**Your goal:** Where a line in the records below includes "into", pull that line out.

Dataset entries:

PR #390, opened 2022-09-01
a-tiny-js-world

kuslosolodka:
### A-Tiny-JS-World

[Demo](https://kuslosolodka.github.io/a-tiny-JS-world/) |
[Code base](https://github.com/kuslosolodka/a-tiny-JS-world.git)

Please, review.

### DIFF
--- a/submissions/kuslosolodka/a-tiny-js-world/index.js
+++ b/submissions/kuslosolodka/a-tiny-js-world/index.js
@@ -47,7 +47,7 @@ const cat_woman = {
   hands: 2,
   saying: cat["saying"],
 };
-dog.friend = `${woman.name},${man.name},${woman.name}`;
+dog.friend = `${woman.name},${man.name},${cat.name}`;
 cat.friend = undefined;
 woman.friend = `${man.name},${dog.name}`;
 man.friend = `${woman.name},${dog.name}`;
--- a/submissions/kuslosolodka/a-tiny-js-world/index.js
+++ b/submissions/kuslosolodka/a-tiny-js-world/index.js
@@ -36,9 +36,9 @@ const cat_woman = {
   gender: "female",
   legs: 2,
   hands: 2,
-  saying: cat.saying,
 };
 
+Object.setPrototypeOf(cat_woman, cat);
 const inhabitants = [dog, cat, woman, man, cat_woman];
 const keys = ["species", "name", "gender", "legs", "hands", "saying", "friend"];
 
--- a/submissions/kuslosolodka/a-tiny-js-world/index.js
+++ b/submissions/kuslosolodka/a-tiny-js-world/index.js
@@ -1,18 +1,9 @@
-/* Refer to https://github.com/OleksiyRudenko/a-tiny-JS-world for the task details
-   Complete the below for code reviewers' convenience:
-
-   Code repository: _put repo URL here_
-   Web app: _put project's github pages URL here_
-   */
-
-// ======== OBJECTS DEFINITIONS ========
-// Define your objects here
 const dog = {
   species: "dog",
   name: "Brovko",
   gender: "male",
   legs: 4,
-  hands: undefined,
+  hands: 0,
   saying: "woof-woof!",
 };
 const cat = {
@@ -20,7 +11,7 @@ const cat = {
   name: "Murka",
   gender: "female",
   legs: 4,
-  hands: undefined,
+  hands: 0,
   saying: "meow!",
 };
 const woman = {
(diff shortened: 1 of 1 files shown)


submissions/kuslosolodka/a-tiny-js-world/index.js
```diff
@@ -0,0 +1,80 @@
...
+const cat_woman = {
+  species: "supernatural",
+  name: "Batgirl",
+  gender: "female",
+  legs: 2,
+  hands: 2,
+  saying: cat["saying"],
+};
+dog.friend = `${woman.name},${man.name},${cat.name}`;
+cat.friend = undefined;
```
artem-trubin, line 51: `undefined` is a default value for some variable that was not given a value or for places where we wait for a value, but don't get it as a result of some mistake or something like that. If you want to specify something as "nothing" or "empty" use `null`. But of course, the end user of the app/website should see neither `null` nor `undefined`. You release your `undefined` to the eyes of the user, and that is a mistake. For the sake of this task, animals are allowed to have `0` hands, for example. And if someone doesn't have `friends` - you should just ignore that property.

submissions/kuslosolodka/a-tiny-js-world/index.js
```diff
@@ -0,0 +1,80 @@
...
+};
+const cat_woman = {
+  species: "supernatural",
+  name: "Batgirl",
+  gender: "female",
+  legs: 2,
+  hands: 2,
+  saying: cat["saying"],
+};
+dog.friend = `${woman.name},${man.name},${cat.name}`;
```
artem-trubin, line 50: `friend` should be plural, I guess. And it should be an array since here is where you keep your "raw" data, a model if you will. Then some other code should pick this data and format it to display.

submissions/kuslosolodka/a-tiny-js-world/index.js
```diff
@@ -0,0 +1,80 @@
...
+  hands: 2,
+  saying: "I am Marko!",
+};
+const cat_woman = {
+  species: "supernatural",
+  name: "Batgirl",
+  gender: "female",
+  legs: 2,
+  hands: 2,
+  saying: cat["saying"],
```
artem-trubin, line 48: Catwoman's saying should change if we change the cat's saying any time. Does yours?

submissions/kuslosolodka/a-tiny-js-world/index.js
```diff
@@ -0,0 +1,80 @@
...
+   print('<strong>ABC</strong>', 'div');
+
+   print('human; John; male; 2; 2; Hello world!; Rex, Tom, Jenny');
+   print('human; <strong>John</strong>; male; 2; 2; <em>Hello world!</em>; Rex, Tom, Jenny');
+   print('human; <strong>John</strong>; male; 2; 2; <em>Hello world!</em>; Rex, Tom, Jenny', 'div');
+   */
+const inhabitants = [dog, cat, woman, man, cat_woman];
+inhabitants.map((item) => {
+  let res = "";
+  for (let key in item) {
```
artem-trubin, line 76: You should use `Array.forEach` and other similar methods everywhere where it's possible. It increases the readability of the code a lot. Also, don't rely on cycling through keys in the objects, you never know for sure which keys are present or in which order. Find a way to _specify_ the keys by hand and then get values from objects.

submissions/kuslosolodka/a-tiny-js-world/index.js
```diff
@@ -0,0 +1,80 @@
...
+   print('<strong>ABC</strong>');
+   print('<strong>ABC</strong>', 'div');
+
+   print('human; John; male; 2; 2; Hello world!; Rex, Tom, Jenny');
+   print('human; <strong>John</strong>; male; 2; 2; <em>Hello world!</em>; Rex, Tom, Jenny');
+   print('human; <strong>John</strong>; male; 2; 2; <em>Hello world!</em>; Rex, Tom, Jenny', 'div');
+   */
+const inhabitants = [dog, cat, woman, man, cat_woman];
+inhabitants.map((item) => {
+  let res = "";
```
artem-trubin, line 75: Instead of stacking values into the string like that, it's cleaner to prepare some values and then `.join()` them.

artem-trubin (changes requested):
Nice work! Let's improve it. Check the comments below.

submissions/kuslosolodka/a-tiny-js-world/index.js
```diff
@@ -0,0 +1,50 @@
...
+  hands: 2,
+  saying: "I am Marko!",
+};
+const cat_woman = {
+  species: "supernatural",
+  name: "Batgirl",
+  gender: "female",
+  legs: 2,
+  hands: 2,
+  saying: cat.saying,
```
artem-trubin, line 39: Nice work! Your catwoman's saying is still not connected to cat's saying. Yes, catwoman says what cat said *initially*, but if we change cat's saying later in code, catwoman will not change her saying accordingly.

artem-trubin (changes requested):

artem-trubin (approved):
Yes, this is one way of doing so. I'm going to approve that, but be aware that following [this](https://developer.mozilla.org/en-US/docs/Web/JavaScript/Reference/Global_Objects/Object/setPrototypeOf), the `Object.setPrototypeOf` is a very slow operation and you could use `Object.create` to achieve the same goal. You could've also just used `bind`. That's just for the future, look into those methods. Great work!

**Output for this exercise:**
artem-trubin, line 75: Instead of stacking values into the string like that, it's cleaner to prepare some values and then `.join()` them.
Yes, this is one way of doing so. I'm going to approve that, but be aware that following [this](https://developer.mozilla.org/en-US/docs/Web/JavaScript/Reference/Global_Objects/Object/setPrototypeOf), the `Object.setPrototypeOf` is a very slow operation and you could use `Object.create` to achieve the same goal. You could've also just used `bind`. That's just for the future, look into those methods. Great work!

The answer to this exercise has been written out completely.